SUPPLIED MATERIAL section start

Issue #2630, opened 2019-09-19
In some cases user-code may not have access to initShiny methods


cpsievert:
As of jQuery 3.0, [document-ready handlers are now asynchronous](https://jquery.com/upgrade-guide/3.0/#breaking-change-document-ready-handlers-are-now-asynchronous), which means it's possible for the methods in `initShiny` to not be available to downstream user-code because of this:

https://github.com/rstudio/shiny/blob/02f7a4fdc9976b27e4a522c88c9d483421c46fec/srcjs/init_shiny.js#L511-L515

For a minimal example of where this becomes of problem:

```r
library(shiny)
library(leaflet)
shinyApp(
  ui = leaflet() %>% addTiles(),
  server = function(input, output, session) {}
)
```

Before jQuery 3.0, `initShiny` would be called before leaflet's javascript executes; however, after jQuery 3.0, `initShiny` is called after leaflet's javascript, so not all of Shiny's methods (e.g., `onInputChange`) is not available to leaflet

cpsievert:
And also, to help clarify when this becomes an issue, I believe this problem surfaces whenever you have a statically rendered object in the UI that's expecting to be able to use the `initShiny` methods. Here's a plotly minimal example as well:

```r
library(shiny)
shinyApp(
  ui = plotly::plot_ly(x = 1, y = 1),
  server = function(input, output, session) {}
)
```

jcheng5:
After investigation with @cpsievert @schloerke @alandipert, the crux of the issue is that `$(fn)` used to invoke `fn` synchronously from a `DOMContentLoaded` handler, but now, a `setTimeout` is inserted between `DOMContentLoaded` and `fn`.

In other words, jQuery 1.x was like:

```javascript
function $(callback) {
  document.addEventListener("DOMContentLoaded", callback);
}
```

but jQuery 3.x is like:

```javascript
function $(callback) {
  document.addEventListener("DOMContentLoaded", () => {
    setTimeout(callback);
  }
}
```

Meanwhile, Shiny (both 1.3.2 and 1.4.0) has code like this:

```javascript
$(function() {
  setTimeout(init_shiny, 1);
});
```

While htmlwidgets+leaflet has code that is (effectively) like this:

```javascript
document.addEventListener("DOMContentLoaded", function() {
  setTimeout(updateBounds, 1);
});
```

where it's important for `init_shiny` to be called before `updateBounds`.

Three options we discussed for fixing this:

[...]

PR #2632, opened 2019-09-20
Opt-in to jQuery 1.12.1

cpsievert:
This allows users to opt-in to jQuery 1.12.1 by doing

```r
options(shiny.jquery.version = 1)
```

It will also message users that have old version of htmlwidgets installed to upgrade to version 1.5 which will have a shim for the breaking behavior described in https://github.com/rstudio/shiny/issues/2630

https://github.com/ramnathv/htmlwidgets/pull/345


R/shinyui.R
```diff
@@ -42,9 +42,28 @@ renderPage <- function(ui, connection, showcase=0, testMode=FALSE) {
...
+    if (version == 3) {
+      return(htmlDependency(
+        "jquery", "3.4.1",
+        c(href = "shared"),
+        script = "jquery.min.js"
+      ))
+    }
+    if (version == 1) {
+      return(htmlDependency(
+        "jquery", "1.12.1",
```
wch: Isn't the latest 1.x version 1.12.4?

NEWS.md
```diff
@@ -1,6 +1,10 @@
 shiny 1.4.0
 ===========
 
+## Library updates
+
+* Resolved [#2554](https://github.com/rstudio/shiny/issues/2554): Upgraded jQuery from v.1.12.1 to v3.4.1 and bootstrap from v3.3.7 to v3.4.1. ([#2557](https://github.com/rstudio/shiny/pull/2557)). Since the jQuery upgrade may introduce breaking changes to user code, there is an option to switch back to the old version by setting `options(shiny.jquery.version = 1)`. If you're using an `htmlTemplate()`  (or similar) that references the `shared/jquery[.min].js` file that ships with the **shiny** package, in order to downgrade, you'll have to change that filepath to `shared/legacy/jquery[.min].js`.
```
wch: Should be 1.12.4 instead of 1.12.1.

We don't need to mention the `htmlTemplate()` function here -- typically, it's used with `headContent()`, which allows shiny to automatically inject dependencies like jQuery and shiny.js. It's only when there's an actual index.html that has ` <script src="shared/jquery.min.js"></script>` that the path would need to be changed.

R/globals.R
```diff
@@ -25,6 +25,28 @@ register_s3_method <- function(pkg, generic, class, fun = NULL) {
...
+register_upgrade_message <- function(pkg, version) {
+
+  msg <- sprintf(
+    "This version of Shiny is designed to work with '%s' >= %s.
+    Please upgrade via install.packages('%s').",
+    pkg, version, pkg
+  )
+
+  # emit startup message of the package is already loaded
+  if (pkg %in% loadedNamespaces()) {
```
jcheng5: Don't you need to check the version number?

R/shinyui.R
```diff
@@ -42,9 +42,28 @@ renderPage <- function(ui, connection, showcase=0, testMode=FALSE) {
...
+        c(href = "shared/legacy"),
+        script = "jquery.min.js"
+      ))
+    }
+    stop("Unsupported version of jQuery: ", version)
+  }
+
   shiny_deps <- list(
     htmlDependency("json2", "2014.02.04", c(href="shared"), script = "json2-min.js"),
```
jcheng5: Maybe we can get rid of this in Shiny v1.5? What even is this, a JSON polyfill?

R/globals.R
cpsievert: whoops, yep

NEWS.md
cpsievert: whoops, yep, must have got it from the jquery UI version

R/shinyui.R
cpsievert: Yep, will fix

R/shinyui.R
cpsievert: Good question, I wondered the same thing

R/globals.R
```diff
@@ -25,6 +25,32 @@ register_s3_method <- function(pkg, generic, class, fun = NULL) {
...
+    packageStartupMessage(msg)
+  }
+
+  # Always register hook in case package is later unloaded & reloaded
```
wch: I think this comment needs a little more context so it doesn't throw us off in the future. The common case is that the package is loaded later (and not unloaded and reloaded). The fact that we're doing it unconditionally means that it will emit the message in case the package is unloaded and reloaded, but seems incidental, because it's much less common, and the user would have already seen the message.

R/globals.R
```diff
@@ -25,6 +25,32 @@ register_s3_method <- function(pkg, generic, class, fun = NULL) {
   )
 }
 
+register_upgrade_message <- function(pkg, version) {
+  # Do nothing if the package isn't installed or
+  # meets the version requirement
+  if (system.file(package = pkg) == "") return(NULL)
+  if (packageVersion(pkg) >= as.character(version)) return(NULL)
```
wch: Instead of `as.character`, `package_version` would be more correct. But `Ops.numeric_version` will coerce the right had side to a numeric version object anyway, so I don't think there's a need to have either as.character` or `package_version`.

R/shinyui.R
wch: I think it's for IE8, so we can get rid of it.

R/globals.R
cpsievert: That makes sense. I copied that comment from `register_s3_method()`...do you want that updated as well?

R/globals.R
cpsievert: Oh, interesting, thanks!

jcheng5: Sorry, I don't believe this is the right place to check; don't we want to check right before each of the two `packageStartupMessage(msg)` lines?

R/globals.R
wch: Yes, that would be good, thanks. `git blame` says that one is my fault :)

R/globals.R
jcheng5: Much better, thanks. I'm running some spot tests now, if it all looks good I'll approve

R/shinyui.R
cpsievert: I filed an issue here https://github.com/rstudio/shiny/issues/2633

NEWS.md
```diff
@@ -1,6 +1,10 @@
 shiny 1.4.0
 ===========
 
+## Library updates
```
jcheng5:
```suggestion
## Breaking changes
```

jcheng5:
Other than the one suggested change I filed ("Library updates" -> "Breaking changes"), LGTM! Thanks for jumping on this, @cpsievert!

SUPPLIED MATERIAL section end

◆ **GOAL OF THE EXERCISE**: Copy each line above that contains the word "problem".

◆ **RESPONSE BOX**:
For a minimal example of where this becomes of problem:
And also, to help clarify when this becomes an issue, I believe this problem surfaces whenever you have a statically rendered object in the UI that's expecting to be able to use the `initShiny` methods. Here's a plotly minimal example as well:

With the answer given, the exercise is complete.